Because every cross-process dialog is a pair of linked tasks — one on each side, each inside its own cancel scope — SC stays transitive: supervision doesn’t stop at the process boundary, it tunnels through every hop of the tree. The wire protocol that enforces this (a small set of typed msgs: Start/Started/Yield/Stop/Return/ Error) is detailed in Typed messaging and The Context: a cross-actor task pair.

Hold up, is this an “actor model”?#

Let’s stop and ask how many canon actor model papers you’ve actually read ;)

From our experience many “actor systems” aren’t really “actor models” since they don’t adhere to the 3 axioms and pay even less attention to the problem of unbounded non-determinism — which was the whole point for creating the model in the first place.

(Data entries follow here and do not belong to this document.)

PR #8426, opened 2019-02-05
[RFR] Fixed AttributeError for AddCatalogItemView

ganeshhubale:
{{ pytest: cfme/tests/automate/test_git_import.py::test_automate_git_domain_displayed_in_service -v }}

Fixed Error:
```
>       view.field_entry_point.fill("")
E       AttributeError: 'AddCatalogItemView' object has no attribute 'field_entry_point'

cfme/tests/automate/test_git_import.py:66: AttributeError
AttributeError
'AddCatalogItemView' object has no attribute 'field_entry_point'
```

### DIFF
--- a/cfme/services/catalogs/catalog_items/__init__.py
+++ b/cfme/services/catalogs/catalog_items/__init__.py
@@ -31,6 +31,14 @@ class EntryPoint(Input):
             return True
         return False
 
+    def click(self):
+        # After clicking on widget - 'retirement_entry_point', 'reconfigure_entry_point' or
+        # 'provisioning_entry_point'; 'Select Entry Point Instance'(pop up) occures which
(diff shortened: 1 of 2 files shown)


cfme/services/catalogs/catalog_items/__init__.py
```diff
@@ -31,6 +31,14 @@ def fill(self, value):
             return True
         return False
 
+    def click(self):
```
This is not way to go for this. I would inherit `ClickableMixin` form `wt.core`. It will provide you `click()` method.

so, try like this.
```
class EntryPoint(Input, ClickableMixin):
```

Let me, its work or not.

ganeshhubale: Yes, It is providing ```click()``` method.
Thanks :)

From the author’s mouth, the only requirement is adherence to the 3 axioms:

In response to a message, an actor may:

- send a finite number of new messages
- create a finite number of new actors
- designate a new behavior to process subsequent
  messages

Want to debate whether that makes us a “real” actor model? Chime in on our chat, or on one of these issues after you’ve read everything in them ;)

#210
#18

tractor adheres — actors exchange msgs, spawn actors, and swap behaviors — with no extra API to learn. What we don’t copy is the cultural baggage: no visible mailboxes, no untyped fire-and-forget send(), no “let it crash” without a supervisor that actually hears about it, and definitely no shared-reference proxy objects pretending the network isn’t there. If our “actors” don’t look like what you expected, that’s intentional: being an actor model is just one property of the system; being structured is the point.

Why processes at all?#

Python has a GIL; an actor model by definition shares no state; so the process is the natural runtime unit — you get real multi-core parallelism and hard memory isolation for free. But the deeper win is uniformity: because actors only ever talk via msgs over a tractor.Channel (TCP, UDS, more to come), the same code runs your laptop’s worker pool and a multi-host cluster; “distributed” is a deployment detail, not an API.

It’s just `trio`#

If you remember one framing, make it this: tractor is just trio — with nurseries that can spawn processes and streams that can cross them. Same nursery discipline, same cancellation semantics, same “how was this not always the API?” feeling, one level up the process tree.